[Start of section]
PR #2500, opened 2026-01-21
Fix conditional hooks changed on rerender bug, bug in Databricks expected schema

stijn-janssens:


frontend/src/components/data-products/data-output-form/data-output-configuration-form.component.tsx
vlieven, line 54: This is not related to the PR, but `configurationFieldName(field.name) as any` should not be needed I think? If you have `configurationFieldName(...)` return a string, then this casting to any should not be required? The field name is always a string right?

stijn-janssens: will look into it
[End of section]
> _Description of the task_
Print all entries again, exactly.

> _Answer section_
PR #2500, opened 2026-01-21
Fix conditional hooks changed on rerender bug, bug in Databricks expected schema

stijn-janssens:


frontend/src/components/data-products/data-output-form/data-output-configuration-form.component.tsx
vlieven, line 54: This is not related to the PR, but `configurationFieldName(field.name) as any` should not be needed I think? If you have `configurationFieldName(...)` return a string, then this casting to any should not be required? The field name is always a string right?

stijn-janssens: will look into it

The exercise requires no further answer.